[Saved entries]
Issue #136, opened 2018-01-30
PlusCal does not allow INSTANCE with multiple definitions


hwayne:
Setup:

Create one file `foo`
```
---- module foo ----
CONSTANTS Foo1, Foo2
====
```

Create second file `bar` as root module in the spec.

```
---- module bar ----
(*--algorithm bar
define
INSTANCE foo WITH Foo1 <- {}, Foo2 <- {}
end define;
begin
skip;
end algorithm; *)
```

Attempt the compile the pluscal.

Expected behavior: the pluscal should compile into TLA+.

Actual behavior: 

> Unrecoverable Error
> -- Expected "end" but found ","

Notes:
* Does not occur if you only assign one of the constants in `Foo`. `INSTANCE foo WITH Foo1 <- {}` will successfully compile (although it will fail to parse due to the missing substitution).
* Does not occur if you move the `INSTANCE` out of the pluscal and into the top of the file. The reason I can't do this is because I want to substitute in a variable in my actual spec.

This was done on Toolbox version 1.5.5 and should not be related to the new hotfixes.

bgamari:
Indeed my first attempt to use PlusCal on a real project ran head-long into this issue.

dirtybytes:
I'm also affected by this, is there a workaround?

lemmy:
https://github.com/tlaplus/tlaplus/pull/1388 addresses this limitation. This is a call to action: with sufficient confidence in the PR, for example through additional reviews, this limitation could be resolved soon.

lemmy:
Fixed with https://github.com/tlaplus/tlaplus/commit/5d411bfabdd2d7d4c0dc3b8b34494c5fd55f74c6

Issue #1224, opened 2025-08-05
PlusCal translator incorrectly renames bound variable


muenchnerkindl:
The following PlusCal algorithm illustrates how a bound identifier inside a macro can be incorrectly identified with a parameter of the code at which the macro is used, and then incorrectly replaced by the expression with which the parameter is instantiated. This leads to a semantically incorrect TLA+ specification that may be hard to debug. Renaming the bound identifier ``id`` in macro ``release`` below to a fresh name (say, ``x``) fixes the problem.

The basic problem underlying this issue is similar to https://github.com/tlaplus/tlaplus/issues/505.

```
----------------------------- MODULE PlusCalBug -----------------------------
(***************************************************************************)
(* The following PlusCal code illustrates a bug where a bound variable     *)
(* appearing in a macro is confused with an identifier present at the      *)
(* place where the macro is used.                                          *)
(***************************************************************************)

CONSTANTS Proc 

(*
--algorithm Bug {
    variables waiting = {};

    macro wait(id) {
        waiting := waiting \union {id}
    }

    macro release() {
        if (waiting # {}) {
            with (id \in waiting) { waiting := waiting \ {id} }    
        }
    }

    macro do(id) {
        either { wait(id) }
        or     { release() }
    }

    process (p \in Proc) {
p0:     while (TRUE) {
            do(self);
        }
    }
}
*)
\* BEGIN TRANSLATION (chksum(pcal) = "dc8dea26" /\ chksum(tla) = "34ea0e01")
VARIABLE waiting

vars == << waiting >>

ProcSet == (Proc)

Init == (* Global variables *)
        /\ waiting = {}

p(self) == \/ /\ waiting' = (waiting \union {self})
           \/ /\ IF waiting # {}
                    THEN /\ \E id \in waiting:
                              waiting' = waiting \ {self} \* self --> id !!!
                    ELSE /\ TRUE
                         /\ UNCHANGED waiting

Next == (\E self \in Proc: p(self))

Spec == Init /\ [][Next]_vars

\* END TRANSLATION 
```

Issue #505, opened 2020-09-18
PlusCal translator rewrites "LAMBDA" operator argument name


Calvin-L:
In this specification, `LAMBDA x: 1` is incorrectly rewritten into `LAMBDA x[self]: 1`. The PlusCal translator should either throw an exception or it should report an error due to name shadowing.

PlusCalLambdaRename.tla:
```TLA
---- MODULE PlusCalLambdaRename ----

\* "dummy" operator that might take a LAMBDA argument
Apply(object, P(_)) = P(object)

(*

--algorithm algo {

  process (myself \in {"myself"})
  variable x;
  {
    "start":
    x := Apply(x, LAMBDA x: 1)
  }

}

*)

------------------------------------

\* BEGIN TRANSLATION PCal-9ce38a181cb523f03090ec0d193ed058
CONSTANT defaultInitValue
VARIABLES pc, x

vars == << pc, x >>

ProcSet == ({"myself"})

Init == (* Process myself *)
        /\ x = [self \in {"myself"} |-> defaultInitValue]
        /\ pc = [self \in ProcSet |-> "start"]

start(self) == /\ pc[self] = "start"
               /\ x' = [x EXCEPT ![self] = Apply(x[self], LAMBDA x[self]: 1)]
               /\ pc' = [pc EXCEPT ![self] = "Done"]

myself(self) == start(self)

(* Allow infinite stuttering to prevent deadlock on termination. *)
Terminating == /\ \A self \in ProcSet: pc[self] = "Done"
               /\ UNCHANGED vars

Next == (\E self \in {"myself"}: myself(self))
           \/ Terminating

Spec == Init /\ [][Next]_vars

Termination == <>(\A self \in ProcSet: pc[self] = "Done")

\* END TRANSLATION TLA-3532fee2e0cb8fcf85a1bff6b4d21cc3

====================================
```

lemmy:
@Calvin-L Thanks for reporting. Can you also provide a PR that renames the argument similar to how identical labels or variables in different procedures are renamed?

Calvin-L:
Sure, I'll see if I can put together a PR over the weekend.

Calvin-L:
[...]

PR #1388, opened 2026-05-11
Allow INSTANCE with multiple substitutions in PlusCal `define` blocks.

lemmy:
The PlusCal translator rejected legal TLA+ definitions inside a `define` block when they contained a top-level comma, e.g.

    define
        Inner == INSTANCE M WITH A <- 1, B <- 2
    end define;

failed with "Unrecoverable error: Expected `end' but found `,'". The single-substitution form `... WITH A <- 1` was accepted, and the same INSTANCE statement was accepted outside the `define` block, so the restriction was both inconsistent and undocumented. Section 3.6 of the PlusCal manual describes the body of `define` as "a sequence of TLA+ definitions" copied verbatim into the translation, with no exception for INSTANCE.

The root cause is in `Tokenize.TokenOut`, which terminates an expression on any top-level `,` because the tokenizer was designed for PlusCal operand positions (e.g. `if (...)`, `with (x \in S, ...)`) where a top-level comma legitimately ends the expression. When `define` was retrofitted onto this tokenizer in 2006, that rule was inherited even though the body of `define` is module-unit territory in which top-level commas are part of valid TLA+ constructs.

Add a new entry point `Tokenize.TokenizeDefineBlock` that sets an `inDefineBlock` flag (parallel to the existing `inQuantifier`) which suppresses the comma terminator while a `define` body is being read. All other terminators (`end`, `}`, `;`, `:=`, `||`, ...) are unchanged, so the block still ends at the expected `end define` (p-syntax) or `}` (c-syntax). `ParseAlgorithm.GetDefineExpr` routes the single `define`-body call site through the new entry point; the other 15 `GetExpr` call sites are unchanged. Downstream stages already treat the body as opaque text, so no further changes are required.

Fixes Github issue #136
https://github.com/tlaplus/tlaplus/issues/136

[Bug][PlusCal]


ahelwer:
Could be a good idea to call SANY instead here, and ask it to parse/consume a series of definitions.

lemmy:
As far as I’m aware, the PlusCal translator does not currently depend on SANY (beyond Region and Validator).

It takes a PlusCal algorithm, together with any TLA+ definitions, and performs a syntactic translation into TLA+. If the generated TLA+ is invalid, SANY will catch that in the subsequent parsing/semantic-analysis step.

ahelwer:
It performs a not-very-good parse of TLA+ for things like definitions so it can skip over them and get back to the PlusCal; that is the cause of this bug. If this were replaced with calls to SANY instead (using the relatively new incremental parse approach), it would be much more robust and foreclose further issues of this type.

lemmy:
I don't have the bandwidth to expand the scope of this PR.

Calvin-L (approved):
This change looks fine and fixes the immediate issue.

(I do agree with @ahelwer though: the PlusCal translator would benefit from more robust parsing. See e.g. #505 and #1224, both of which would be easier to fix if PlusCal had a proper syntax tree for TLA+ expressions instead of just a list of tokens.)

* Task prompt *
An exact copy of all the entries is the required answer.

* Output below *
Issue #136, opened 2018-01-30
PlusCal does not allow INSTANCE with multiple definitions


hwayne:
Setup:

Create one file `foo`
```
---- module foo ----
CONSTANTS Foo1, Foo2
====
```

Create second file `bar` as root module in the spec.

```
---- module bar ----
(*--algorithm bar
define
INSTANCE foo WITH Foo1 <- {}, Foo2 <- {}
end define;
begin
skip;
end algorithm; *)
```

Attempt the compile the pluscal.

Expected behavior: the pluscal should compile into TLA+.

Actual behavior: 

> Unrecoverable Error
> -- Expected "end" but found ","

Notes:
* Does not occur if you only assign one of the constants in `Foo`. `INSTANCE foo WITH Foo1 <- {}` will successfully compile (although it will fail to parse due to the missing substitution).
* Does not occur if you move the `INSTANCE` out of the pluscal and into the top of the file. The reason I can't do this is because I want to substitute in a variable in my actual spec.

This was done on Toolbox version 1.5.5 and should not be related to the new hotfixes.

bgamari:
Indeed my first attempt to use PlusCal on a real project ran head-long into this issue.

dirtybytes:
I'm also affected by this, is there a workaround?

lemmy:
https://github.com/tlaplus/tlaplus/pull/1388 addresses this limitation. This is a call to action: with sufficient confidence in the PR, for example through additional reviews, this limitation could be resolved soon.

lemmy:
Fixed with https://github.com/tlaplus/tlaplus/commit/5d411bfabdd2d7d4c0dc3b8b34494c5fd55f74c6

Issue #1224, opened 2025-08-05
PlusCal translator incorrectly renames bound variable


muenchnerkindl:
The following PlusCal algorithm illustrates how a bound identifier inside a macro can be incorrectly identified with a parameter of the code at which the macro is used, and then incorrectly replaced by the expression with which the parameter is instantiated. This leads to a semantically incorrect TLA+ specification that may be hard to debug. Renaming the bound identifier ``id`` in macro ``release`` below to a fresh name (say, ``x``) fixes the problem.

The basic problem underlying this issue is similar to https://github.com/tlaplus/tlaplus/issues/505.

```
----------------------------- MODULE PlusCalBug -----------------------------
(***************************************************************************)
(* The following PlusCal code illustrates a bug where a bound variable     *)
(* appearing in a macro is confused with an identifier present at the      *)
(* place where the macro is used.                                          *)
(***************************************************************************)

CONSTANTS Proc 

(*
--algorithm Bug {
    variables waiting = {};

    macro wait(id) {
        waiting := waiting \union {id}
    }

    macro release() {
        if (waiting # {}) {
            with (id \in waiting) { waiting := waiting \ {id} }    
        }
    }

    macro do(id) {
        either { wait(id) }
        or     { release() }
    }

    process (p \in Proc) {
p0:     while (TRUE) {
            do(self);
        }
    }
}
*)
\* BEGIN TRANSLATION (chksum(pcal) = "dc8dea26" /\ chksum(tla) = "34ea0e01")
VARIABLE waiting

vars == << waiting >>

ProcSet == (Proc)

Init == (* Global variables *)
        /\ waiting = {}

p(self) == \/ /\ waiting' = (waiting \union {self})
           \/ /\ IF waiting # {}
                    THEN /\ \E id \in waiting:
                              waiting' = waiting \ {self} \* self --> id !!!
                    ELSE /\ TRUE
                         /\ UNCHANGED waiting

Next == (\E self \in Proc: p(self))

Spec == Init /\ [][Next]_vars

\* END TRANSLATION 
```

Issue #505, opened 2020-09-18
PlusCal translator rewrites "LAMBDA" operator argument name


Calvin-L:
In this specification, `LAMBDA x: 1` is incorrectly rewritten into `LAMBDA x[self]: 1`. The PlusCal translator should either throw an exception or it should report an error due to name shadowing.

PlusCalLambdaRename.tla:
```TLA
---- MODULE PlusCalLambdaRename ----

\* "dummy" operator that might take a LAMBDA argument
Apply(object, P(_)) = P(object)

(*

--algorithm algo {

  process (myself \in {"myself"})
  variable x;
  {
    "start":
    x := Apply(x, LAMBDA x: 1)
  }

}

*)

------------------------------------

\* BEGIN TRANSLATION PCal-9ce38a181cb523f03090ec0d193ed058
CONSTANT defaultInitValue
VARIABLES pc, x

vars == << pc, x >>

ProcSet == ({"myself"})

Init == (* Process myself *)
        /\ x = [self \in {"myself"} |-> defaultInitValue]
        /\ pc = [self \in ProcSet |-> "start"]

start(self) == /\ pc[self] = "start"
               /\ x' = [x EXCEPT ![self] = Apply(x[self], LAMBDA x[self]: 1)]
               /\ pc' = [pc EXCEPT ![self] = "Done"]

myself(self) == start(self)

(* Allow infinite stuttering to prevent deadlock on termination. *)
Terminating == /\ \A self \in ProcSet: pc[self] = "Done"
               /\ UNCHANGED vars

Next == (\E self \in {"myself"}: myself(self))
           \/ Terminating

Spec == Init /\ [][Next]_vars

Termination == <>(\A self \in ProcSet: pc[self] = "Done")

\* END TRANSLATION TLA-3532fee2e0cb8fcf85a1bff6b4d21cc3

====================================
```

lemmy:
@Calvin-L Thanks for reporting. Can you also provide a PR that renames the argument similar to how identical labels or variables in different procedures are renamed?

Calvin-L:
Sure, I'll see if I can put together a PR over the weekend.

Calvin-L:
[...]

PR #1388, opened 2026-05-11
Allow INSTANCE with multiple substitutions in PlusCal `define` blocks.

lemmy:
The PlusCal translator rejected legal TLA+ definitions inside a `define` block when they contained a top-level comma, e.g.

    define
        Inner == INSTANCE M WITH A <- 1, B <- 2
    end define;

failed with "Unrecoverable error: Expected `end' but found `,'". The single-substitution form `... WITH A <- 1` was accepted, and the same INSTANCE statement was accepted outside the `define` block, so the restriction was both inconsistent and undocumented. Section 3.6 of the PlusCal manual describes the body of `define` as "a sequence of TLA+ definitions" copied verbatim into the translation, with no exception for INSTANCE.

The root cause is in `Tokenize.TokenOut`, which terminates an expression on any top-level `,` because the tokenizer was designed for PlusCal operand positions (e.g. `if (...)`, `with (x \in S, ...)`) where a top-level comma legitimately ends the expression. When `define` was retrofitted onto this tokenizer in 2006, that rule was inherited even though the body of `define` is module-unit territory in which top-level commas are part of valid TLA+ constructs.

Add a new entry point `Tokenize.TokenizeDefineBlock` that sets an `inDefineBlock` flag (parallel to the existing `inQuantifier`) which suppresses the comma terminator while a `define` body is being read. All other terminators (`end`, `}`, `;`, `:=`, `||`, ...) are unchanged, so the block still ends at the expected `end define` (p-syntax) or `}` (c-syntax). `ParseAlgorithm.GetDefineExpr` routes the single `define`-body call site through the new entry point; the other 15 `GetExpr` call sites are unchanged. Downstream stages already treat the body as opaque text, so no further changes are required.

Fixes Github issue #136
https://github.com/tlaplus/tlaplus/issues/136

[Bug][PlusCal]


ahelwer:
Could be a good idea to call SANY instead here, and ask it to parse/consume a series of definitions.

lemmy:
As far as I’m aware, the PlusCal translator does not currently depend on SANY (beyond Region and Validator).

It takes a PlusCal algorithm, together with any TLA+ definitions, and performs a syntactic translation into TLA+. If the generated TLA+ is invalid, SANY will catch that in the subsequent parsing/semantic-analysis step.

ahelwer:
It performs a not-very-good parse of TLA+ for things like definitions so it can skip over them and get back to the PlusCal; that is the cause of this bug. If this were replaced with calls to SANY instead (using the relatively new incremental parse approach), it would be much more robust and foreclose further issues of this type.

lemmy:
I don't have the bandwidth to expand the scope of this PR.

Calvin-L (approved):
This change looks fine and fixes the immediate issue.

(I do agree with @ahelwer though: the PlusCal translator would benefit from more robust parsing. See e.g. #505 and #1224, both of which would be easier to fix if PlusCal had a proper syntax tree for TLA+ expressions instead of just a list of tokens.)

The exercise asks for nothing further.